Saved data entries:

=== Begin Enclosure ===

PR #7893, opened 2025-06-13
🐛Increase node testing timeout to wait for website since Github machines are very weak

sanderegg:
## What do these changes do?
Increased the time waiting for the website to come up. Since it is slow and the machines testing are weak.
now waits 1 minute instead of 10 seconds, which already on my own computer would not be enough.

These tests are impossible to test locally for me. I am tempted to move all this to playwright. or ditch them if it has no value.

### DIFF
--- a/tests/e2e/tests/startupCalls.js
+++ b/tests/e2e/tests/startupCalls.js
@@ -47,7 +47,7 @@ module.exports = {
         await auto.register(page, user, pass);
         console.log("Registered");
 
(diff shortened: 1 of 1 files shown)


sanderegg:
@mergify queue

odeimaiz:
Thanks for the effort 👍 

Since I see that the playwright test is more reliable, I might move this test there and remove this one.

=== End Enclosure ===

* Requirement:
Every line above that includes the string "tests" should be counted, and the answer should be that number only.

* Output of the exercise:
3